Thank you!  I very much appreciate you taking the time to re-post your original feedback here.

Reviewer: Anna Amuse Signed [Report This]
Date: 03 Feb 2009 22:48 Title: Chapter 2

This is intriguing and exciting! Admittedly I have a soft spot for moments when a new team is formed. People roughing in, evaluating each other... And here you present such an unusual complement! An overweighed captain, who never wanted captaincy, an outdated vessel, a crew consisting of veterans and ensigns, and a lot of people who don't want to be there, plus an annoyed XO and Pava -- what a mix! Now send the Cardassians in and this simply gotta be good! :-D

Great job, and I adore the fluent flow of your prose.

Author's Response:

Thank you so much.  My goal was to present an atypical Starfleet crew, a more average group thrust into situations over their head.  I hope I've pulled it off.

Reviewer: Miranda Fave Signed Liked [Report This]
Date: 30 Jan 2009 22:07 Title: Chapter 2

Love the concept of the mothball vessel having to come out of retirement to help the Federation in its moment of need.
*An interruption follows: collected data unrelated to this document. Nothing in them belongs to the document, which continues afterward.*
PR #538, opened 2022-08-13
Fix typo

aooohan:


markt-asf:
Thanks for the PR. Back-ported to 10.0.x. (9.0.x and earlier does not have the affected code.)

PR #540, opened 2022-08-15
Fix typo

tianshuang:


markt-asf:
Thanks for the PR. Back-ported to all other supported branches.

PR #543, opened 2022-08-18
Optimize comment

tianshuang:
HTTP2 also supports relative redirects.


markt-asf:
Thanks. I'll back-port this to earlier Tomcat versions as well.

PR #544, opened 2022-08-18
Avoid errors from shutting down `LoggerThread`

ppkarwasz:
A Java `Error` in the `LoggerThread` can effectively cripple Tomcat JULI, preventing all `AsyncFileHandler` from writing to their files.

We experienced such a logging shutdown on a real Gerrit installation, when a `toString()` method threw a `NoClassDefFoundError` and stopped the logger thread used by all the applications on the server.

Should I file a BZ bug?

### DIFF
--- a/java/org/apache/juli/AsyncFileHandler.java
+++ b/java/org/apache/juli/AsyncFileHandler.java
@@ -205,6 +205,12 @@ public class AsyncFileHandler extends FileHandler {
                 } catch (InterruptedException x) {
                     // Ignore the attempt to interrupt the thread.
                 } catch (Throwable x) {
+                    if (x instanceof VirtualMachineError) {
+                        throw (VirtualMachineError) x;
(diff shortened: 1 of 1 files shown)


ppkarwasz:
@markt-asf,

As far as I can see, the `LoggerThread` is the only part of JULI that needs to be concerned with `Throwable`s. I inline the relevant part of `ExceptionUtils#handleException`. A stack overflow is not a problem in this case, since we are in a thread's `run` method.

 On the other hand I would be tempted to replace `LoggerThread` entirely with a single threaded `ExecutorService` as in [new-async-file-handler](https://github.com/ppkarwasz/tomcat/tree/new-async-file-handler). That solution will require much more testing, but will solve another potential problem: the `LoggerThread` can have as context classloader the classloader of a web application.

markt-asf:
Fixed via #545

PR #545, opened 2022-08-20
Replace `LoggerThread` with single-threaded executor

ppkarwasz:
This provides an alternative solution to the `LoggerThread` problems described in #544.

It replaces `LoggerThread` with a single-threaded `ExecutorService` almost identical to the one used by `FileHandler`. This improves `AsyncFileHandler` in two aspects:

 * the thread created by the executor service always uses Tomcat JULI's classloader as TCCL, preventing a memory leak,
 * if an `Error` kills the working thread, it is regenerated by the executor service.

A test is provided to ensure that the previous overflow policies work as documented.

### DIFF
--- a/java/org/apache/juli/AsyncFileHandler.java
+++ b/java/org/apache/juli/AsyncFileHandler.java
@@ -61,7 +61,7 @@ public class AsyncFileHandler extends FileHandler {
                                Integer.toString(DEFAULT_MAX_RECORDS)));
 
     private static final ExecutorService LOGGER_SERVICE = new LoggerExecutorService(OVERFLOW_DROP_TYPE,
-            DEFAULT_MAX_RECORDS);
+            MAX_RECORDS);
 
     private final Object closeLock = new Object();
     protected volatile boolean closed = false;
@@ -180,7 +180,6 @@ public class AsyncFileHandler extends FileHandler {
                     if (executor.getQueue().offer(r, 1000, TimeUnit.MILLISECONDS)) {
                         break;
                     }
-                    ;
                 } catch (InterruptedException e) {
                     Thread.currentThread().interrupt();
                     throw new RejectedExecutionException("Interrupted", e);
--- a/java/org/apache/juli/AsyncFileHandler.java
+++ b/java/org/apache/juli/AsyncFileHandler.java
@@ -16,10 +16,14 @@
  */
 package org.apache.juli;
 
+import java.util.concurrent.ExecutorService;
 import java.util.concurrent.LinkedBlockingDeque;
+import java.util.concurrent.RejectedExecutionException;
+import java.util.concurrent.RejectedExecutionHandler;
+import java.util.concurrent.ThreadPoolExecutor;
 import java.util.concurrent.TimeUnit;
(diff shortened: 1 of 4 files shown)


java/org/apache/juli/AsyncFileHandler.java
```diff
@@ -54,17 +60,12 @@ public class AsyncFileHandler extends FileHandler {
...
-    protected static final LinkedBlockingDeque<LogEntry> queue =
-            new LinkedBlockingDeque<>(MAX_RECORDS);
-
-    protected static final LoggerThread logger = new LoggerThread();
-
-    static {
-        logger.start();
-    }
+    private static final ExecutorService LOGGER_SERVICE = new LoggerExecutorService(OVERFLOW_DROP_TYPE,
+            DEFAULT_MAX_RECORDS);
```
aooohan, line 64: There should use `MAX_RECORDS`,not `DEFAULT_MAX_RECORDS`.

java/org/apache/juli/AsyncFileHandler.java
```diff
@@ -117,115 +120,82 @@ public void publish(LogRecord record) {
...
-                    LogEntry entry = queue.take();
-                    entry.flush();
-                } catch (InterruptedException x) {
-                    // Ignore the attempt to interrupt the thread.
-                } catch (Exception x) {
-                    x.printStackTrace();
+                    if (executor.getQueue().offer(r, 1000, TimeUnit.MILLISECONDS)) {
+                        break;
+                    }
+                    ;
```
aooohan, line 183: This line needs to be removed.

test/org/apache/juli/TestAsyncFileHandlerOverflow.java
```diff
@@ -0,0 +1,142 @@
...
+ *
+ * Unless required by applicable law or agreed to in writing, software
+ * distributed under the License is distributed on an "AS IS" BASIS,
+ * WITHOUT WARRANTIES OR CONDITIONS OF ANY KIND, either express or implied.
+ * See the License for the specific language governing permissions and
+ * limitations under the License.
+ */
+package org.apache.juli;
+
+import static org.junit.Assert.assertEquals;
```
aooohan, line 19: Please do not use static import for the assertion tool as it is not very clear.

java/org/apache/juli/AsyncFileHandler.java
ppkarwasz: Corrected, thanks.

markt-asf:
I think this is a better approach than the current code that uses a Thread. Therefore, I think we can close #544.

I have been reviewing the PR and overall I like it. I have noticed that it is possible to lose log messages during shutdown (add a 100ms delay just before the call to publish internal to simulate a large backlog). The threading approach originally suffered from this problem as well and I think the same solution will work (register uses of the AsyncHandler and explicitly shutdown the executor during JULI shutdown). I plan on working on this today.

markt-asf:
Applied manually so I could address the lost messages on shutdown issue.
Thanks for the PR.

ppkarwasz:
@markt-asf, thanks for taking care of this.

PR #548, opened 2022-08-26
Avoid int overflow when parsing octet

mayrstefan:
When parsing an octet stop when value exceeds 255. Should fix [bug 66240](https://bz.apache.org/bugzilla/show_bug.cgi?id=66240)


aooohan:
Thanks for the PR.

I applied this manually so I could:
- add some test cases
- add changelog entry

PR #552, opened 2022-09-11
UTF-8 makes Non-English Windows Console garbled

xth:
Windows console dose not use UTF-8 by default.
Unset the ConsoleHandler.encoding ,the JVM would choose the platform default.

### DIFF
--- a/conf/logging.properties
+++ b/conf/logging.properties
@@ -48,7 +48,7 @@ handlers = 1catalina.org.apache.juli.AsyncFileHandler, 2localhost.org.apache.jul
 
 java.util.logging.ConsoleHandler.level = FINE
 java.util.logging.ConsoleHandler.formatter = org.apache.juli.OneLineFormatter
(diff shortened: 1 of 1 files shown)


aooohan:
I have no objection as the ConsoleHandler shouldn't be used on production system, so this change will allow for better monitoring at development time.

kkolinko:
-1
In the majority of use cases the console output (the stdout & stderr streams) are redirected, to a file or to a process (such as being displayed in an IDE). This includes the case when Tomcat is installed as a service on Windows.
Use of UTF-8 encoding prevents loss of data.

aooohan:
> -1 In the majority of use cases the console output (the stdout & stderr streams) are redirected, to a file or to a process (such as being displayed in an IDE). This includes the case when Tomcat is installed as a service on Windows. Use of UTF-8 encoding prevents loss of data.

Thanks @kkolinko  for your reply, I did not consider it carefully enough.:stuck_out_tongue_winking_eye:

PR #555, opened 2022-10-12
Update OpenSSLEngine.java  changed 'toArray(new String[size])'  to  'toArray(new String[0])'

DigitalFatCat:
It should use 'toArray(new String[0])' instead of 'toArray(new String[size])'

### DIFF
--- a/java/org/apache/tomcat/util/net/openssl/OpenSSLEngine.java
+++ b/java/org/apache/tomcat/util/net/openssl/OpenSSLEngine.java
@@ -830,7 +830,7 @@ public final class OpenSSLEngine extends SSLEngine implements SSLUtil.ProtocolIn
         if (size == 0) {
             return new String[0];
         } else {
-            return enabled.toArray(new String[size]);
+            return enabled.toArray(new String[0]);
         }
     }
 


aooohan:
It doesn't make sense to do this.

markt-asf:
It usually does make sense. See https://www.baeldung.com/java-collection-toarray-methods
I thought we'd been through the code base and fixed all these previously. A quick search indicates that isn't the case - or we missed quite a few. I have patch locally to address all of the remaining toArray() calls that I just need to review before committing.

aooohan:
> It usually does make sense. See https://www.baeldung.com/java-collection-toarray-methods

Wow, interesting, it turns out that there is a difference in performance between these. I am ashamed of my ignorance.
> I have patch locally to address all of the remaining toArray() calls that I just need to review before committing.

Ok

aooohan:
@DigitalFatCat  Thanks for the PR.  : )

ChristopherSchultz:
If we _really_ want to improve performance, we should be using static zero-sized arrays instead of instantiating them each time. A zero-item array is immutable, and thus infinitely sharable everywhere.

ChristopherSchultz:
> > It usually does make sense. See https://www.baeldung.com/java-collection-toarray-methods
> 
> Wow, interesting, it turns out that there is a difference in performance between these. I am ashamed of my ignorance.

You should not feel bad at all. It makes absolutely zero sense that this would be faster than anything else, and yet it is measurably so.

PR #662, opened 2023-09-06
Simplify and enhance charset extraction from content type

wonyongChoi05:
Upon reviewing these changes, I've noticed a significant improvement in code readability. This enhanced readability stands out and will make a substantial difference in maintaining and debugging the code, as well as facilitating collaboration among developers.

I believe that this change elevates code quality and simplifies maintenance. By simplifying and making the code more straightforward, we can prevent errors and enhance code comprehensibility.

Once again, thank you for your contribution to this effort. If there are any additional improvements or if you need any further feedback, please feel free to let me know!

### DIFF
--- a/java/org/apache/coyote/Request.java
+++ b/java/org/apache/coyote/Request.java
@@ -16,17 +16,6 @@
  */
 package org.apache.coyote;
 
-import jakarta.servlet.ReadListener;
-import jakarta.servlet.ServletConnection;
-import org.apache.tomcat.util.buf.CharsetHolder;
-import org.apache.tomcat.util.buf.MessageBytes;
-import org.apache.tomcat.util.buf.UDecoder;
-import org.apache.tomcat.util.http.MimeHeaders;
-import org.apache.tomcat.util.http.Parameters;
-import org.apache.tomcat.util.http.ServerCookies;
-import org.apache.tomcat.util.net.ApplicationBufferHandler;
-import org.apache.tomcat.util.res.StringManager;
-
 import java.io.IOException;
 import java.io.UnsupportedEncodingException;
 import java.nio.charset.Charset;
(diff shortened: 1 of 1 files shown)


java/org/apache/coyote/Request.java
```diff
@@ -16,19 +16,8 @@
...
-import java.util.concurrent.atomic.AtomicBoolean;
-import java.util.concurrent.atomic.AtomicLong;
-import java.util.concurrent.atomic.AtomicReference;
-
 import jakarta.servlet.ReadListener;
 import jakarta.servlet.ServletConnection;
-
 import org.apache.tomcat.util.buf.CharsetHolder;
 import org.apache.tomcat.util.buf.MessageBytes;
 import org.apache.tomcat.util.buf.UDecoder;
```
markt-asf, line 23: This breaks the Checkstyle enforced import order rules.

java/org/apache/coyote/Request.java
```diff
@@ -386,8 +385,7 @@ public void setLocalPort(int port) {
      * Get the character encoding used for this request.
      *
      * @return The value set via {@link #setCharset(Charset)} or if no call has been made to that method try to obtain
-     *             if from the content type.
-     *
+     * if from the content type.
```
markt-asf, line 388: This breaks the standard Javadoc formatting.

java/org/apache/coyote/Request.java
```diff
@@ -853,24 +846,22 @@ public boolean isProcessing() {
...
+        } else {
+            encoding = contentType.substring(start).trim();
         }
-        encoding = encoding.trim();
-        if ((encoding.length() > 2) && (encoding.startsWith("\"")) && (encoding.endsWith("\""))) {
-            encoding = encoding.substring(1, encoding.length() - 1);
-        }
-
-        return encoding.trim();
+        return encoding.replaceAll("\"", "");
```
markt-asf, line 864: This changes functionality. Granted the existing code doesn't strictly implement the requirements of RFC 9110 either but "code clean-up" PRs should not be changing functionality without explicitly drawing attention to that fact.

Separately, I have concerns about the performance implications of this change. Srtring.replaceAll() is not cheap as it uses regular expressions.

If we want to specification compliant here (and we probably should be) the right way to do this would be to use  o.a.t.u.http.parser.MediaType.

markt-asf (changes requested):
PRs should pass the checkstyle checks included in the build.

PRs should not change formatting of unrelated code. If inconsistent formatting is an issue, the code should be formatted in a separate commit use the settings (or their equivalents) found in `res/ide-support/eclipse/clean-up-asf-tomact.xml` and `res/ide-support/eclipse/formatting-asf-tomact.xml`.

java/org/apache/coyote/Request.java
wonyongChoi05: I'm curious whether there are any performance advantages when using MediaType to comply with the specification compared to the existing code. Additionally, I'm interested in knowing whether the existing code already adhered to the specification as well as MediaType does.

java/org/apache/coyote/Request.java
```diff
@@ -852,25 +854,17 @@ public boolean isProcessing() {
      *
      * @param contentType a content type header
      */
-    private static String getCharsetFromContentType(String contentType) {
+    private static String getCharsetFromContentType(String contentType) throws IOException {
```
markt-asf, line 857: The PR won't compile because of this addition.  Look at how other code (e.g. in Response) handles the possibility of an IOException. Hint: the method signature should be unchanged from the original

markt-asf (approved):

But Sandhurst too is a character you're not too sure should be Captain - he's got engineering in his blood. Can he step up to the command chair?

A well written tale with fascinating characters and a dark tone. The Cardassian insurgents make for a chilling and frightening enemy.

Read it! You'll love it.

Author's Response:

Thank you for the kind words, Miranda Fave!  I'm pleased you enjoyed it.